Amy Stolls is the Literature Program Officer for the National Endowment for the Arts. Since 1988, she has advised and collaborated with thousands of poets, prose writers, translators, publishers, educators, booksellers, and literary presenters on ways to keep literature a vital part of American society. Her first novel, Palms to the Ground, was published in 2005 by Farrar, Straus & Giroux; her second, The Ninth Wife, is forthcoming from Harper Collins.
Gwydion Suilebhan is the author of The Faithkiller, Let X, Abstract Nude, The Butcher, Develop, The Great Dismal, The Treehouse, The Consellation, and the prologue to Cardenio Found.  His plays have been produced, workshopped, and read at the Source Theatre, National Theater, Ensemble Studio Theatre, Taffety Punk Theatre Company, Rorschach Theatre, Theater of the First Amendment, and the Capital Fringe Festival, among others.  He has received two Individual Artist fellowships and a Larry Neal Award from the DC Commission on the Arts and Humanities and has been accepted into the Cultural Development Corporation’s Mead Theatre Lab program three times.  His work has been commissioned by the Source Theatre Festival, Ensemble Studio Theatre, Intentional Theatre Group, Taffety Punk Theatre Company, and Rorschach Theatre. He’s the former poetry editor for Barrelhouse. 

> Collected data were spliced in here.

PR #326, opened 2026-06-09
New discopy.abc module

toumix:
Add abstract base classes for Category, MonoidalCategory, etc. reflecting the hierarchy of concrete diagram classes. 

Concretely this removes the existing Category class and renames the existing Composable class to Category, Whiskerable to MonoidalCategory and adds the missing ones.

Warning: this refactor was vibe-coded, a thorough human review is required.


giodefelice:
The abc file is currently missing symmetric, compact, markov and frobenius. Also no distinction between closed and biclosed. Do we want this file to encode the full hierarchy?

toumix:
> The abc file is currently missing symmetric, compact, markov and frobenius. Also no distinction between closed and biclosed. Do we want this file to encode the full hierarchy?

Closed vs biclosed is another MR which should be merged soon, for now I added only enough to give the type for the Int construction but you're right we should have all the hierarchy encoded there.

discopy/abc.py
```diff
@@ -0,0 +1,459 @@
...
+        Parameters:
+            other : The other arrow.
+        """
+        return (self.dom, self.cod) == (other.dom, other.cod)
+
+    __rshift__ = __llshift__ = lambda self, other: self.then(other)
+    __lshift__ = __lrshift__ = lambda self, other: other.then(self)
+
+
+class MonoidalCategory(Category[T]):
```
daydream6728: Typing should guarantee that `T` is indeed endowed with a monoidal product. What about adding abstract classes in here for object types as well, not just categories, and then setting an upper bound `class MonoidalCategory[T: MonoidalObject](Category[T])`. For now the tensoring is only defined for morphisms. `monoidal.Ty` and friends would constitute concrete implementations of this hypothetical new ABC.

Linda Underhill is the author of The Unequal Hours: Moments of Being in the Natural World, and The Way of the Woods: Journeys Through American Forests. Her essays have appeared in Fourth Genre, Under the Sun, and the Pennsylvania Review. She is currently Visiting Assistant Professor of English at Gettysburg College.

Joseph Young lives in Baltimore where he writes microfiction and on the arts. His stories and poems have appeared in such journals as Exquisite Corpse, elimae, SmokeLong, FRiGG, Publishing Genius, Mississippi Review online, JMWW, and many others. He has collaborated with painters, printmakers, animators, musicians, and performers, adding his text to their images, movements, and sounds. Joseph keeps the blogs BaltimoreInterview.com, in which he writes on art and artists, and verysmalldogs.blogspot.com, a microfiction blog.